Low-tech “Breakout EDU” looks to invigorate education one wooden box at a time. (n.d.). Retrieved from http://www.usatoday.com/story/tech/2016/06/30/low-tech-breakout-edu-looks-invigorate-education-one-wooden-box-time/86580464/

Breakout EDU takes the appeal of the “escape room,” a recreational team sport in which a group of people use their wits to break out of a locked room, and turns it inside out

Instead of a locked room, teams must figure out how to get inside a tightly locked box.

Breakout EDU builds the wooden boxes by hand and sells them online, along with an assortment of hasps, locks, invisible-ink pens and guidelines.

Teachers build lessons around students' nearly insatiable need to get into that box.

Wants to impact teaching at a basic level, making it more problem-based, more social, more interactive and more physical.

Teachers have stepped forward with hundreds of games on nearly every topic, from environmental science and Advanced Placement physics to Kindergarten-level literacy.

More than 200 games are freely available on the companies website.

The website gives teachers the option of charging one another for them, none of the teachers has asked for payment.

In many instances, Bellow said, teachers don’t even bother to lock up a valuable object in the box. “Our theory is that the journey to getting the box open is worth it,” he said.

Tracks with bedrock “intrinsic motivation” research that suggests the way to motivate people to work hard is to give them challenging tasks that they can figure out for themselves while making them feel competent and connected.

“There are cheers, there’s frustration, and ultimately, if there is success, it’s that moment of ‘We did it!’ And that is intrinsic. It doesn’t need something else,” he said.

“I don’t see kids cheering when they do worksheets.”
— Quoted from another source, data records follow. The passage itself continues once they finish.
PR #670, opened 2024-10-21
FEAT: Emailing function for organizers

### LINKED ISSUE #702: [FEATURE] Custom Emailing for Events
### Feature description

- Create dashboard for organizers which will enable them to create custom email campaigns and send it to the participants/cfp proposers

harshtandiya:

- [x] 🍕Feature

## Description

This PR adds the `Emailing` function per event basis.

A dashboard page is created for chapter organizers to use this feature.

Functionalities:
- Create Email Campaigns linked to specific chapter & event
- Send it to pre-made email groups such as: `Event Participants`, `CFP Proposers` `Accepted` and `Rejected` CFP proposers etc.
- Add attachments to campaigns.
- Schedule the sending of a campaign.
- Send test emails
- Send bulk emails

Additionally done in this PR:
- created a `Drawer` ui component similar to [tailwind's example](https://tailwindui.com/components/application-ui/overlays/drawers)
- added `lodash` package to help with Object related operations, such as deepCopy, equality check etc.
- bumped frappe-ui from 0.1.50 to 0.1.86
- bumped tailwind to `3.2.7`  

## Related Issues & Docs

partial #107 
closes #702

#### Creating a Campaign
[Screencast from 2024-11-29 17-21-10.webm](https://github.com/user-attachments/assets/4fa96415-efc5-4750-9957-dd8fcad9d419)

#### Modifying a campaign
[Screencast from 2024-11-29 17-22-40.webm](https://github.com/user-attachments/assets/e368cd41-0f34-4256-91d2-f1903bfd12f9)

#### Schedule a campaign
[Screencast from 2024-11-29 17-23-43.webm](https://github.com/user-attachments/assets/beaddc46-770a-4cc6-937b-95713eccee5c)

#### Send Test Email
[Screencast from 2024-11-29 17-24-20.webm](https://github.com/user-attachments/assets/8900e12c-8355-45b1-88ab-749a7a561037)

#### Send Email
[Screencast from 2024-11-29 17-27-23.webm](https://github.com/user-attachments/assets/11eb8f61-1ccc-4c5d-a934-4c6fd116178a)


rahulporuri:
@harshtandiya the branch has conflicts. please resolve them.

harshtandiya:
@rahulporuri done

rahulporuri:
@harshtandiya CI is failing now. Looks like a genuine issue. I'll go ahead and start reviewing the PR in the meanwhile

```
frappe.exceptions.LinkExistsError: Cannot delete or cancel because FOSS Chapter Event <a href="/app/Form/FOSS Chapter Event/mgdg98iaq3">mgdg98iaq3</a> is linked with Email Group <a href="/app/Form/Email Group/Rejected Proposers-Streamlined composite Local Area Network-None-mgdg98iaq3">Rejected Proposers-Streamlined composite Local Area Network-None-mgdg98iaq3</a> 
```

dashboard/src/components/mailing/CampaignList.vue
```diff
@@ -0,0 +1,71 @@
+<!-- eslint-disable vue/no-unused-vars -->
```
rahulporuri: nitpicky question : can i ask why the eslint-disable?

dashboard/src/components/ui/CodeEditor.vue
```diff
@@ -0,0 +1,56 @@
...
+
+const getCodemirrorStates = () => {
+  const state = view.value.state
+  const ranges = state.selection.ranges
+  const selected = ranges.reduce((r, range) => r + range.to - range.from, 0)
+  const cursor = ranges[0].anchor
+  const length = state.doc.length
+  const lines = state.doc.lines
+}
+</script>
```
rahulporuri: q: not sure why we need a codeeditor.

is it to support the html email type? if so, i would prefer not being able to write emails in HTML and reducing this code instead of adding the additional dependencies and code

dashboard/src/helpers/emailing.js
```diff
@@ -0,0 +1,27 @@
...
+
+  if (data.content_type == 'Rich Text' && !data.message.length) {
+    errors.push('Message is required.')
+  }
+  if (data.content_type == 'Markdown' && !data.message_md.length) {
+    errors.push('Message is required.')
+  }
+  if (data.content_type == 'HTML' && !data.message_html.length) {
+    errors.push('Message is required.')
+  }
```
rahulporuri: do we really need to support all of these flavors? for now, can't we just settle for `Rich Text` as the only option?

fossunited/api/emailing.py
```diff
@@ -0,0 +1,451 @@
+from typing import Literal
+
+import frappe
+
+from fossunited.api.chapter import check_if_chapter_member
+from fossunited.doctype_ids import EVENT
+
+EMAIL_GROUP_TYPES = Literal[
+    "Chapter Master",
```
rahulporuri: nit - I would prefer not using the Master/Slave terminology. Can we go with `Chapter main`?

And does `Chapter main` mean all people who have ever attended a chapter meetup?

fossunited/api/emailing.py
```diff
@@ -0,0 +1,451 @@
...
+    Create an email group linked to the event
+
+    Args:
+        event: event id
+        session_user: session user id
+    """
+    _event = frappe.get_doc(EVENT, event_id)
+
+    # if not check_if_chapter_member(_event.chapter, session_user):
+    #     raise frappe.PermissionError("You are not authorised for this action.")
```
rahulporuri: let's not check-in commented out/unused code

fossunited/api/emailing.py
```diff
@@ -0,0 +1,451 @@
...
+
+    if frappe.db.exists(
+        "Email Group", {"event": event_id, "chapter": _event.chapter, "group_type": type}
+    ):
+        raise frappe.ValidationError("Email Group already exists for this event")
+
+    group_title = f"{type}-{_event.event_name}-{_event.chapter_name}-{event_id}"
+    _group_title = group_title[:140]
```
rahulporuri: this feels suboptimal. i guess what we're trying to do here is to create a unique title for the doc. and the `title` field is used elsewhere, which is why it needs to be meaningful, is that right?

If so, can we just remove the `{type}` and `{_event.chapter_name}` from the format because they are already stored on the `group` object. we can reconstruct the string from the data if necessary.

Can you demo a few examples here i.e. what does `group_title` look like?

fossunited/api/emailing.py
```diff
@@ -0,0 +1,451 @@
...
+        chapter: chapter id
+    """
+    _event = event
+    _chapter = chapter
+
+    if not _event and not _chapter:
+        frappe.throw("Atleast one of event or chapter is required")
+
+    if not _chapter:
+        _chapter = frappe.db.get_value("FOSS Chapter Event", _event, ["chapter"])
```
rahulporuri, line 95: nit - shouldn't the UI always have information about the event and chapter? Under what conditions do we need to worry about this code?

i would prefer removing these conditionals unless we absolutely need them otherwise we need to test these conditions to ensure that the exceptions are actually raised, especially because this is a public-facing API

fossunited/chapters/doctype/foss_chapter_event/foss_chapter_event.py
```diff
@@ -99,6 +104,15 @@ def before_save(self):
             self.update_published_status()
         self.set_route()
 
+    def create_email_groups(self):
+        for group in [
+            "Event Participants",
+            "CFP Proposers",
+            "Accepted Proposers",
+            "Rejected Proposers",
```
rahulporuri, line 115: The list of options here differs from the earlier list of email groups. If this is intentional, I'm not sure why it is so.

fossunited/overrides/newsletter_master.py
rahulporuri, line 1: nit - same comment as earlier against the use of master/slave terminology. let's instead use things like `main` or something along those lines

fossunited/hooks.py
```diff
@@ -84,3 +84,15 @@
...
+# ----------------
+after_install = "fossunited.install.after_install"
+
+# Uninstallation
+# ----------------
+before_uninstall = "fossunited.uninstall.before_uninstall"
+
+override_doctype_class = {
+    "Newsletter": "fossunited.overrides.newsletter_master.NewsletterMaster",
+}
```
rahulporuri: q: not sure why we need a different `Newsletter` doctype.

fossunited/hooks.py
```diff
@@ -84,3 +84,15 @@
...
     {"source": r"c/(.+)/schedule", "target": r"/dashboard/schedule/\1"},
 ]
+
+# Installation
+# ----------------
+after_install = "fossunited.install.after_install"
+
+# Uninstallation
+# ----------------
+before_uninstall = "fossunited.uninstall.before_uninstall"
```
rahulporuri, line 94: q. not sure why we need the new after install/before uninstall stuff either

fossunited/setup.py
```diff
@@ -0,0 +1,109 @@
...
+                "dt": doctype,
+            },
+        )
+
+        frappe.clear_cache(doctype=doctype)
+
+
+def get_custom_fields():
+    """
+    FOSSUnited specific custom fields that need to be added to base Frappe doctypes
```
rahulporuri, line 31: q. why do these custom fields need to be added to the base doctypes? we didn't have to do this earlier so why now?

dashboard/src/components/ui/CodeEditor.vue
harshtandiya: HTML and Markdown both are handled through this. I think offering different message input types would be a really good UX, and i can already see people asking for that feature sometime in future even if we remove it rn

fossunited/setup.py
harshtandiya: Newsletter is  a core frappe doctype. We are customizing this core doctype at the installation of our app, hence the `before_install` and `after_install` hooks earlier. 

We are doing this, because there are a ton of functionalities included already in the core [Newsletter doctype,](https://github.com/frappe/frappe/blob/develop/frappe/email/doctype/newsletter/newsletter.py) so rather than rewriting that code, the more efficient way is to add these 2 custom fields and use the newsletter doctype as we want.

We never had to do this earlier because there was no use case for it before.

fossunited/hooks.py
harshtandiya: for adding the custom fields of `event` & `chapter` to core newsletter doctype. This is a more standard way to customizing core doctypes

see example: [Frappe HR](https://github.com/frappe/hrms/blob/develop/hrms/hooks.py)

fossunited/hooks.py
harshtandiya: The way newsletter naming works in the frappe framework, is that the name = newsletter subject. This will definitely cause problems in our usecase. Here, we are overriding the newsletter doctype and adding a [`autoname`](https://frappeframework.com/docs/user/en/basics/doctypes/controllers) controller to have the name to be a random hash

fossunited/api/emailing.py
harshtandiya: 1. will change
2. Yes

fossunited/chapters/doctype/foss_chapter_event/foss_chapter_event.py
harshtandiya: We should not be needing to create Chapter Master and Other group at this moment. The first should happen at chapter create and Other option should be used in future when introducing custom group function

fossunited/overrides/newsletter_master.py
```diff
@@ -0,0 +1,16 @@
+import frappe
+from frappe.email.doctype.newsletter.newsletter import Newsletter
+from frappe.utils import random_string
+
+
+class NewsletterMaster(Newsletter):
```
rahulporuri: comment from review call - we need to document the reason why we need to subclass and override the `autoname` method here. it isn't obvious why we need to do so from the code itself. in my undestanding, we need to do so because the subject of the email is the name, potentially causing `name` conflicts in the database. right?

fossunited/setup.py
rahulporuri: makes sense - but it will be nice if we could document the rationale for why we need these fields in the underlying doctypes.

fossunited/api/emailing.py
rahulporuri: based on review call, the ability to send email/campaign from the chapter and the event is a specific feature request - because of this, an event email might not have chapter info and vice-versa for the chapter email.

things still feel suboptimal so we should likely rearchitect the system to store and pass information from the frontend where relevant and do fewer database lookups in the backend if possible. we should break this out into a separate issue.

rahulporuri (commented):
Mostly good to go. A few review comments based on review call.

fossunited/api/emailing.py
harshtandiya: image

maybe the best way to handle this would be to extend email group to have a custom auto naming similar to Newsletter doctype?

harshtandiya: That way we can have the IDs to be random hash

rahulporuri: > maybe the best way to handle this would be to extend email group to have a custom auto naming similar to Newsletter doctype?

i'm not sure.

also, what's wrong with `{type}-{event id}` like I had mentioned earlier? The `FOSS Meetup-BANGALORE` doesn't add any meaningful information to the id and even if there is a condition for the ID to be unique, because the event ID is unique, this should be fine. Right?

rahulporuri (approved):
LGTM barring the unresolved comment regd ID convention - it isnt a blocker but it's good to resolve.

fossunited/api/emailing.py
harshtandiya: this would work too, i was suggesting an alternative. Will be making changes as per suggestions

Schools will often buy one box, then, within a few weeks, five more, “because the reality is that it’s an idea that works.”

There are about 8,000 teacher members who are “extremely active” in Breakout EDU’s online community, sharing lessons on Facebook and posting instructions to YouTube.

Kits can be open sourced

Once a school purchases the kit, teachers and students need not buy anything more. They can simply modify the hardware to suit what they want to teach.